Wang Y, Kole H K, Montrose-Rafizadeh C, Perfetti R, Bernier M, Egan J M
National Institute on Aging/Gerontology Research Center, Diabetes Section, Baltimore, Maryland 21224, USA.
J Mol Endocrinol. 1997 Dec;19(3):241-8. doi: 10.1677/jme.0.0190241.
Glucagon-like peptide-1 (7-36 amide) (GLP-1) is known to increase insulin release when given as a bolus in the fasted and fed state. GLP-1 also increases glucose uptake and lipid synthesis in cultured adipocytes. In this study we investigated the effects of GLP-1 on glucose uptake and on the levels of expression of the facilitative glucose transporters, GLUT1 and GLUT4, in fully differentiated 3T3-L1 adipocytes. Cells were incubated with GLP-1 (10 nM) with or without insulin (10 and 100 nM) for 24 h. Under these conditions, GLP-1 alone caused an increase in basal and acute insulin-stimulated glucose uptake along with an increase in GLUT1 and GLUT4 protein levels. However, there was no change in the expression of GLUT1 and GLUT4 mRNAs. In the absence of GLP-1, prolonged exposure to insulin caused a marked reduction in the levels of GLUT4 mRNA and protein, and an inhibition of glucose uptake after an acute exposure to insulin. This insulin-induced down-regulation of GLUT4 was prevented when GLP-1 was present during the 24-h treatment. In contrast, the acute insulin-stimulated glucose uptake could not be restored by GLP-1. GLP-1 is therefore the first gut hormone shown to be capable of modulating glucose transporter levels in cultured adipocytes.

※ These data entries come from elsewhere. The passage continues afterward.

PR #10040, opened 2024-08-02
chore: training room styled output depending on language

Constrat:
This is the more complicated solution to https://github.com/MaaAssistantArknights/MaaAssistantArknights/pull/10023#issuecomment-2265033067.

This way the change is only for EN. In case the change is liked on all clients, I can just 
```cpp
$"[{operatorName}] {skillName}\n" +
```


Constrat:
EDIT: resolved https://github.com/MaaAssistantArknights/MaaAssistantArknights/pull/10023#issuecomment-2265068333

PR #10058, opened 2024-08-03
chore: 更新issue - bug report模板

Daydreamer114:


Constrat (approved):
Looks good, not that it's gonna help reduce the dumb issues as people are just going to ignore it XD

PR #10079, opened 2024-08-04
feat: 允许选择WPFGUI中的干员名称显示语言

Manicsteiner:
允许选择“干员名称显示语言”为“跟随MAA”或“跟随游戏客户端”。
这个应该不会需要更多选项吧（）
先糊一坨，睡了（）

已知问题：
 - 所有相关内容都需要重启客户端才能生效

TODO：
 - 将“切换语言后重启MAA”引入此处选项修改后任务
 - Other languages
 - 更多显示干员名称的区域，如 #10067 提到的招募小工具界面
 - 拆分重置 #9457 

待讨论：
 - 更多的专有名词

图片


Constrat:
Big effort required, especially for the copilot part. 
Easiest way to implement without bothering the entire front-end, back-end of prts.plus and the logic for the operators extraction from the json would be to just iterate a search for the correct operator name against a glossary. (The `docs/glossary.md` we had before could have been fairly useful), but fortunately we have `battle_data.json` that collects operator, traps and operator gadgets. 
The problem (I think) is that the search would be fairly heavy (?). As it's required to search the operator first, and then print the correct language directly (if not in zh-cn already).

```json
        "char_002_amiya": {
            "name": "阿米娅",
            "name_en": "Amiya",
            "name_jp": "アーミヤ",
            "name_kr": "아미야",
            "name_tw": "阿米婭",
            "position": "RANGED",
            "profession": "CASTER",
            "rangeId": ["3-6", "3-1", "3-1"],
            "rarity": 5
        },

```

Manicsteiner:
先就这么多功能吧，再塞太多又要等N久

ABA2396:
我感觉我穿越了，因为我之前好像翻译过导能原件之类的东西，但现在我又找不到了）

Manicsteiner:
> 我感觉我穿越了，因为我之前好像翻译过导能原件之类的东西，但现在我又找不到了）

就是提到的 #9457，正在拆分重置

ABA2396:
好好好

ABA2396:
这个已经整完了吗？如果好了的话解决一下冲突直接合了吧

Manicsteiner:
似乎出现了一处错误，等我检查一下
图片

Manicsteiner:
commit https://github.com/MaaAssistantArknights/MaaAssistantArknights/commit/80c34a07e1191b36c36ab826a1b29f27e6e3b2f5 改动导致了这个问题，与本pr无关，但也是需要改正的问题

ABA2396:
> commit [80c34a0](https://github.com/MaaAssistantArknights/MaaAssistantArknights/commit/80c34a07e1191b36c36ab826a1b29f27e6e3b2f5) 改动导致了这个问题，与本pr无关，但也是需要改正的问题

直接把这个 SetAndNotify 改回来好了

ABA2396 (approved):

Constrat:
@Manicsteiner 
image
Missing skills?

Manicsteiner:
> #### Btw I like the Follow MAA or follow language, but this way a user can't select what language he wants for operators, for example I play EN but I can't check CN currently.

My initial idea was that users should always set the MAA language option as their native language, just allowing them to choose whether to translate these proper nouns when playing non-native language game clients. 
Now it seems that it is necessary to consider the situation where non Chinese users have to use Chinese or English when integrating with other tools.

胰高血糖素样肽-1(7-36酰胺)(GLP-1)已知在空腹和进食状态下推注给药时可增加胰岛素释放。GLP-1还可增加培养的脂肪细胞中的葡萄糖摄取和脂质合成。在本研究中,我们研究了GLP-1对完全分化的3T3-L1脂肪细胞中葡萄糖摄取以及易化性葡萄糖转运蛋白GLUT1和GLUT4表达水平的影响。将细胞与GLP-1(10 nM)一起孵育,有无胰岛素(10和100 nM),孵育24小时。在这些条件下,单独的GLP-1导致基础和急性胰岛素刺激的葡萄糖摄取增加,同时GLUT1和GLUT4蛋白水平增加。然而,GLUT1和GLUT4 mRNA的表达没有变化。在没有GLP-1的情况下,长时间暴露于胰岛素会导致GLUT4 mRNA和蛋白水平显著降低,并且在急性暴露于胰岛素后会抑制葡萄糖摄取。当在24小时治疗期间存在GLP-1时,这种胰岛素诱导的GLUT4下调被阻止。相比之下,GLP-1不能恢复急性胰岛素刺激的葡萄糖摄取。因此,GLP-1是第一种被证明能够调节培养的脂肪细胞中葡萄糖转运蛋白水平的肠道激素。